Distance casting-525
Surf fishing -30


----------



## Espresso (Mar 18, 2005)

How much did you guys get the Daiwa SL-X30SHV for? Is it much larger than the 20 in physical size?


----------



## NTKG (Aug 16, 2003)

it dont matter the 20 or 30, for those of us with small hands the reall sits high, and the spool is the same dia jsut narrower. really its a question of hand size. teo and anyone that been on da point or a pier down south will tell ya that damn 50yr old with a tica a slosh will slam make ya feel stoopid


----------



## Espresso (Mar 18, 2005)

I guess I'll have to find a shop and see these reels in person side by side.


----------



## CrawFish (Sep 23, 2003)

Picking fishing reels can be tricky. What works for someone else, might not work for you. You might want to consider something that you feel the most comfortable, and it's the goto reel every time. Unlike me, I buy reels because someone said "you have gotta cast this reel", and most of the time I got stuck with it. I have casted just about all the popular surf reels out there, when tuned right, they all cast the same to me. What I'm saying is that, not much of the reel that makes the difference, but all in the caster and his rod. If you're putting the time to learn to cast, you can take the tica and the slosh30 and cast about the same with everyone else, unless, you're going agaist Lum and his 14ft daiwa blank and 525mag. That little asian man can really cast. He out casted the entire crowd on the pier that day.


----------



## JAM (Jul 22, 2002)

Lum outcast most on da Point as well ...JAM


----------



## Newsjeff (Jul 22, 2004)

> Lum outcast most on da Point as well ...JAM


And there is no end rail to leap over off the beach, either.


----------



## FeedMeSilence (Nov 21, 2005)

*Slosh?*

I am wondering what a slosh is? Can someone enlighten me.


----------



## Newsjeff (Jul 22, 2004)

The Slosh is the older version of the Daiwa 30SHV. It's the SL30SH. Hence, the Slosh name. 
Some prefer it over the newer model. The gear box is smaller in the Slosh, for one thing. Some say the smaller gear box makes it easier to work. But a smaller gear box means smaller gears.  
The SHV has a "super speed shaft" that disengages the spool from the gear and claims to get better distance. I dunno, they both cast pertty darn well. Both are great reels. 
With some red Rocket Fuel, a very full spool and light tension on the spool knob, I can get just about the same distance with my 30SHV as my 525mags. Almost, that is. 
Some use the smaller, white brake blocks instead of the red ones. I tried one red and one white. But with the RF and a full spool, it was a bit too fast for me. I might try this again in the near future. 
For the record, I can pack about 275 yards of Sufix 17lbs. Tri on my 525mags.


----------



## jjaachapa (Aug 7, 2004)

Yeah, what Jeff said.
I have a sl30sh and a 30shv and they both cast great. Both are excellent reels to start out with.
Chapa


----------



## yogai (Oct 21, 2005)

forget you guys, I heave it to England with a 4/0 senator.

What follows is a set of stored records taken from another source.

PR #263, opened 2025-04-10
Enforce `from __future__ import annotations`

EarlMilktea:

Enable ruff `I002` to ensure that all files have `from __future__ import annotations`, which is required for lazy evaluation of type annotations.


EarlMilktea:
MEMO: mypy errors are not related to this PR and fixed in #262 .

shinich1 (approved):

thierry-martinez (approved):
LGTM! Thanks

PR #267, opened 2025-04-16
Annotate `noise_models/*.py`

EarlMilktea:

Annotate `noise_models/*.py` and check them by `mypy` / `pyright` .


shinich1 (approved):
LGTM!

PR #270, opened 2025-04-21
Update linters

EarlMilktea:

- use `select = ["ALL"]` for blacklist-based `ruff` configurations
- minor CI fixes/updates
- use prettier to format text files (`.yaml` / `.md`)
- use `pre-commit` to check text files


graphix/pattern.py
```diff
@@ -319,10 +320,10 @@ def add_correction_domain(
                     new_cmd = new_cmd.clifford(clifford_gate)
                 if t_domain := z_dict.pop(cmd.node, None):
                     # The original domain should not be mutated
-                    new_cmd.t_domain = new_cmd.t_domain ^ t_domain
+                    new_cmd.t_domain ^= t_domain
                 if s_domain := x_dict.pop(cmd.node, None):
                     # The original domain should not be mutated
-                    new_cmd.s_domain = new_cmd.s_domain ^ s_domain
+                    new_cmd.s_domain ^= s_domain
```
thierry-martinez, line 326: The comments
```python
# The original domain should not be mutated
```
implies that updates are _not_ meant to happen in place. Indeed, the changes now break this test:
```python
    def test_standardize_copy(self) -> None:
        circuit = Circuit(1)
        circuit.h(0)
        circuit.rx(0, np.pi / 4)
        pattern_copy = copy.deepcopy(pattern)
        pattern2 = pattern.copy()
        pattern2.standardize()
        assert list(pattern) == list(pattern_copy)
```
Both `pattern2` and the original `pattern` share the same domains, that `pattern2.standardize()` modifies.

thierry-martinez (changes requested):
This PR improves things in a lot of places, thanks! I only spotted one aliasing issue in `standardize_direct`.

graphix/pattern.py
EarlMilktea: Nice catch! Indeed `--unsafe-fixes` didn't respect that comments. Fixed in 05014669bbc5d70af116f118f5f5968ef264fef4 .

README.md
```diff
@@ -83,7 +82,7 @@ state_out = pattern.simulate_pattern(backend="statevector")
 
 ## Citing
 
-> Shinichi Sunami and Masato Fukushima, Graphix. (2023) <https://doi.org/10.5281/zenodo.7861382> 
+> Shinichi Sunami and Masato Fukushima, Graphix. (2023) <https://doi.org/10.5281/zenodo.7861382>
 
 ## Contributing
```
shinich1, line 87: @EarlMilktea Could you add instructions for setting up environment for contribution (reference to contributing.md might be enough) here? I think we have lots of requirements now., with addition of `prettier` here for docs updates. Otherwise this PR look nice, thanks!

graphix/visualization.py
```diff
@@ -1171,14 +1171,14 @@ def _edge_intersects_node(start, end, node_pos, buffer=0.2):
     @staticmethod
     def _control_point(start, end, node_pos, distance=0.6):
         """Generate a control point to bend the edge around a node."""
-        edge_vector = np.array(end) - np.array(start)
+        edge_vector = np.fromiter((e - s for s, e in zip(start, end)), dtype=np.float64)
```
thierry-martinez, line 1174: Could you explain this change? The original code is more concise, easier to understand, and about 20 % faster in the following micro-benchmark.
```python
a = [i for i in range(1000)]
b = [i for i in range(0, 2000, 2)]
print(timeit(lambda: np.array(a) - np.array(b)))
print(timeit(lambda: np.fromiter((u - v for u, v in zip(a, b)), dtype=np.float64)))
```

tests/test_parameter.py
```diff
@@ -149,9 +149,8 @@ def test_density_matrix_xreplace() -> None:
     assert np.allclose(dm.xreplace({alpha: 1, beta: 2}).rho, np.array([[1, 2], [1, 2]]))
 
 
-@pytest.mark.parametrize("jumps", range(1, 11))
 @pytest.mark.parametrize("use_xreplace", [False, True])
-def test_random_circuit_with_parameters(fx_rng: Generator, jumps: int, use_xreplace: bool) -> None:
+def test_random_circuit_with_parameters(fx_rng: Generator, use_xreplace: bool) -> None:
```
thierry-martinez, line 153: The intention was to use `fx_bg` instead of `fx_rng`.
```suggestion
def test_random_circuit_with_parameters(fx_bg: PCG64, jumps: int, use_xreplace: bool) -> None:
    rng = Generator(fx_bg.jumped(jumps))
```

thierry-martinez (changes requested):
This looks good. I just have a couple of questions.

README.md
EarlMilktea: Now fixable linter errors are all handled by reviewdog-suggester.

graphix/visualization.py
EarlMilktea: Fixed in 00df966ffce140e043b3121777cb29d7e3f4cb82 . Actually the problem here was that element types are unknown.

tests/test_parameter.py
EarlMilktea: Fixed in edcdac27d261dc2a6a541e8f71771e9ef14ac9bc .

thierry-martinez (approved):

shinich1 (approved):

JK. but that would be hardcore.

I like the slosh 30, but where did you guys see a mag kit. Online?


----------



## jjaachapa (Aug 7, 2004)

yogai said:


> forget you guys, I heave it to England with a 4/0 senator.
> 
> JK. but that would be hardcore.
> 
> I like the slosh 30, but where did you guys see a mag kit. Online?


http://www.digitaldagger.com/
kinda expensive.
Good luck


----------



## SALTSHAKER (Dec 5, 2002)

*slosh and 525*

Gotta go with surf cat, he nailed it on both of them. 
Yogai try Ryan White for the mag kit....


----------



## catman32 (Apr 20, 2005)

*I do appreciate it.*

Thank you for all the feedback..i have really come to like the sloshes,i have matched them up with 2 st croixs,a 10.6 and a 12 exh. They work real well .i am just having a harder time learning to throw the 12. Its a nail...Nsearch4 drum has helped me as well as fredrum and a few others.Im starting to get it.


----------



## NTKG (Aug 16, 2003)

catman32 said:


> i am just having a harder time learning to throw the 12. Its a nail...Nsearch4 drum has helped me as well



yeah... well thatd be the first thing! j/k!


----------



## Mark G (Nov 15, 2004)

*follow up*

was down to Hatteras over thanksgiving week and had Ryan White at Hatteras Jack install the mag kit on my Daiwa 30. Fished with it the entire week and really dig that mag control, much more versatile now, if you are still thinking about it Rattler, it's definitely worth the expense, IMHO

Now to find those fishies


----------



## FeedMeSilence (Nov 21, 2005)

Newsjeff said:


> The Slosh is the older version of the Daiwa 30SHV. It's the SL30SH. Hence, the Slosh name.


Thanks for the lesson


----------



## rattler (Jul 3, 2004)

oh yea surf cat...i magged my 6600cl rocket(myself, first time i've ever done that)...and sweet...slosh is next...


----------



## Fishbreath (Nov 11, 2004)

*Hey SurfCat...about the SL30SH*



Surf Cat said:


> was down to Hatteras over thanksgiving week and had Ryan White at Hatteras Jack install the mag kit on my Daiwa 30. Fished with it the entire week and really dig that mag control, much more versatile now, if you are still thinking about it Rattler, it's definitely worth the expense, IMHO
> 
> Now to find those fishies


Hey SurfCat,

How much did Ryan charge to install the mag kit on your Slosh? I have the 30 as well and was thinking about getting that done. 

I also have the Ambassadeur UC 6500C which I love, and want to redo it (clean and oil with RF) but live in fear of taking it apart....

FB


----------